La pédagogie différenciée fait partie des concepts centraux à connaître pour tout enseignant de FLE ou futur professeur de langue française. C’est pourquoi j’ai pensé vous présenter un résumé du texte de Philippe Meirieu « Petite histoire de la pédagogie différenciée ». Et comme d’habitude, si ce résumé est destiné à vous aider à bien comprendre ce concept, je vous invite à aller lire cet article par vous-même 🙂
Dans cet article (https://www.meirieu.com/ARTICLES/HISTOIRE_PEDA_DIFF.pdf), Philippe Meirieu retrace l’histoire de la pédagogie différenciée, montrant que ce concept est bien plus ancien qu’on ne le croit généralement.
Si le terme de « pédagogie différenciée » n’a été créé par Louis Legrand qu’en 1974, la préoccupation de différencier l’enseignement a traversé tout le 20e siècle. Dès 1907, Helen Parkhust aux États-Unis pose les bases du plan Dalton, première entreprise systématique de pédagogie différenciée. En 1921, Édouard Claparède publie « L’École sur mesure », comparant l’école traditionnelle à un tailleur qui imposerait le même costume à tous, sans tenir compte des différences individuelles.
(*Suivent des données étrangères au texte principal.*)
PR #6450, opened 2018-04-11
macOS: Implement new dynamic Finder menu items #6328

guruz:
@SamuAlfageme I've only tested this with my local building, but it should also be tested with a build from rotor. 

Sorry for the whitespace mess, XCode is doing that :-(

FYI @jturcotte

### DIFF
--- a/shell_integration/MacOSX/OwnCloudFinderSync/FinderSyncExt/FinderSync.m
+++ b/shell_integration/MacOSX/OwnCloudFinderSync/FinderSyncExt/FinderSync.m
@@ -21,7 +21,7 @@
 - (instancetype)init
 {
 	self = [super init];
-
+	
 	FIFinderSyncController *syncController = [FIFinderSyncController defaultController];
 	NSBundle *extBundle = [NSBundle bundleForClass:[self class]];
 	// This was added to the bundle's Info.plist to get it from the build system
@@ -43,7 +43,7 @@
 	[syncController setBadgeImage:sync label:@"Synchronizing" forBadgeIdentifier:@"NEW+SWM"];
 	[syncController setBadgeImage:warning label:@"Ignored" forBadgeIdentifier:@"IGNORE+SWM"];
 	[syncController setBadgeImage:error label:@"Error" forBadgeIdentifier:@"ERROR+SWM"];
-	
+
 	// The Mach port name needs to:
 	// - Be prefixed with the code signing Team ID
 	// - Then infixed with the sandbox App Group
@@ -55,12 +55,12 @@
 	// the sandboxed App Extension needs.
 	// https://developer.apple.com/library/mac/documentation/Security/Conceptual/AppSandboxDesignGuide/AppSandboxInDepth/AppSandboxInDepth.html#//apple_ref/doc/uid/TP40011183-CH3-SW24
 	NSString *serverName = [socketApiPrefix stringByAppendingString:@".socketApi"];
-	// NSLog(@"FinderSync serverName %@", serverName);
+	//NSLog(@"FinderSync serverName %@", serverName);
 
 	_syncClientProxy = [[SyncClientProxy alloc] initWithDelegate:self serverName:serverName];
 	_registeredDirectories = [[NSMutableSet alloc] init];
 	_strings = [[NSMutableDictionary alloc] init];
-	
+
 	[_syncClientProxy start];
 	return self;
 }
@@ -74,12 +74,26 @@
 		NSLog(@"ERROR: Could not determine file type of %@", [url path]);
 		isDir = NO;
 	}
-	
+
 	NSString* normalizedPath = [[url path] decomposedStringWithCanonicalMapping];
 	[_syncClientProxy askForIcon:normalizedPath isDirectory:isDir];
 }
 
 #pragma mark - Menu and toolbar item support
+
+- (NSString*) selectedPathsSeparatedByRecordSeparator
+{
+	FIFinderSyncController *syncController = [FIFinderSyncController defaultController];
+	NSMutableString *string = [[NSMutableString alloc] init];
+	[syncController.selectedItemURLs enumerateObjectsUsingBlock: ^(id obj, NSUInteger idx, BOOL *stop) {
+		if (string.length > 0) {
+			[string appendString:@"\x1e"]; // record separator
+		}
+		NSString* normalizedPath = [[obj path] decomposedStringWithCanonicalMapping];
+		[string appendString:normalizedPath];
+	}];
+	return string;
+}
 
 - (NSMenu *)menuForMenuKind:(FIMenuKind)whichMenu
 {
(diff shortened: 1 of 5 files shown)


SamuAlfageme:
😎 this is super cool 🎉 

<p align="center">
  
</p>

shell_integration/MacOSX/OwnCloudFinderSync/FinderSyncExt/FinderSync.m
```diff
@@ -101,54 +115,43 @@ - (NSMenu *)menuForMenuKind:(FIMenuKind)whichMenu
...
-	NSArray* items = [[FIFinderSyncController defaultController] selectedItemURLs];
-
-	[items enumerateObjectsUsingBlock: ^(id obj, NSUInteger idx, BOOL *stop) {
-		NSString* normalizedPath = [[obj path] decomposedStringWithCanonicalMapping];
-		[_syncClientProxy askOnSocket:normalizedPath query:@"EMAIL_PRIVATE_LINK"];
-	}];
+- (void)subMenuActionClicked:(id)sender {
+	long idx = [(NSMenuItem*)sender tag];
+	NSString *command = [[_menuItems objectAtIndex:idx] valueForKey:@"command"];
+	NSString *paths = [self selectedPathsSeparatedByRecordSeparator];
```
ckamm: minor: I hope this returns the same list of paths every time / users can't somehow change selected paths between the two calls

shell_integration/MacOSX/OwnCloudFinderSync/FinderSyncExt/SyncClientProxy.m
```diff
@@ -41,20 +41,20 @@ - (void)start
...
 	}
-	
+
 	[[NSNotificationCenter defaultCenter] addObserver:self
-		selector:@selector(connectionDidDie:)
-		name:NSConnectionDidDieNotification
-		object:conn];
+											 selector:@selector(connectionDidDie:)
+												 name:NSConnectionDidDieNotification
+											   object:conn];
```
ckamm: This spacing change is really weird

shell_integration/MacOSX/OwnCloudFinderSync/FinderSyncExt/FinderSync.m
```diff
@@ -101,54 +115,43 @@ - (NSMenu *)menuForMenuKind:(FIMenuKind)whichMenu
...
+		subMenuItem.submenu = subMenu;
+		subMenuItem.image = [[NSBundle mainBundle] imageForResource:@"app.icns"];
+
+		// There is an annoying bug in macOS (at least 10.13.3), it does not use/copy over the representedObject of a menu item
+		// So we have to use tag instead.
+		int idx = 0;
+		for (NSArray* item in _menuItems) {
+			NSMenuItem *actionItem = [subMenu addItemWithTitle:[item valueForKey:@"text"]
+														action:@selector(subMenuActionClicked:)
+												 keyEquivalent:@""];
```
ckamm: ridiculous indent

shell_integration/MacOSX/OwnCloudFinderSync/FinderSyncExt/FinderSync.m
```diff
@@ -101,54 +115,43 @@ - (NSMenu *)menuForMenuKind:(FIMenuKind)whichMenu
 		}
 	}];
 
+	NSString *paths = [self selectedPathsSeparatedByRecordSeparator];
+	// calling this IPC calls us back from client with several MENU_ITEM entries and then our askOnSocket returns again
+	[_syncClientProxy askOnSocket:paths query:@"GET_MENU_ITEMS"];
```
ckamm: I'm sorry, but I don't understand how it's guaranteed that the `END` has arrived before `askOnSocket` returns. I could imaging it waiting for a single message to be received, but how does it know to block until all these lines have arrived?

(I see that we have a custom `socketapisocket_mac.mm` and I don't know the details of how our OSX communication works - so if you're cetain - that's fine with me. To verify, maybe add a `sleep(5)` after sending the `BEGIN` in `GET_MENU_ITEMS` and check whether that breaks it?)

ogoffart: I don't know either.
I'm suspect the only way this can work now is because Qt uses the event loop to flush the "anwser" on the socket.
Would be nice if this was propertly understood though.

shell_integration/MacOSX/OwnCloudFinderSync/FinderSyncExt/FinderSync.m
guruz: screen shot 2018-04-12 at 12 24 49

shell_integration/MacOSX/OwnCloudFinderSync/FinderSyncExt/FinderSync.m
guruz: It's direct synchronous IPC. 
https://gist.github.com/guruz/a49cf1497844599bba58f445216c41cf#file-gistfile1-txt-L23 <- the Extension asks for the menu entries
https://gist.github.com/guruz/a49cf1497844599bba58f445216c41cf#file-gistfile1-txt-L2 <- the extension receives the 4 menu entries (and the BEGIN and END)

shell_integration/MacOSX/OwnCloudFinderSync/FinderSyncExt/SyncClientProxy.m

En 1933, Henri Bouchet publie en France « L’individualisation de l’enseignement », qui connaîtra quatorze éditions.
Après 1945, les instructions officielles commencent à promouvoir une distribution différenciée d’exercices selon le niveau des élèves dans chaque discipline, bien que cette consigne ne soit pas appliquée partout.
C’est la « Réforme Haby » et la mise en place du « collège unique » en 1975 qui déclenche un mouvement fort en faveur de la pédagogie différenciée. Cette réforme met fin à la séparation des élèves entre différents types d’établissements et de classes. Pour compenser, René Haby impose l’organisation d’heures de soutien ou d’approfondissement hebdomadaires dans trois disciplines (français, mathématiques et langue vivante).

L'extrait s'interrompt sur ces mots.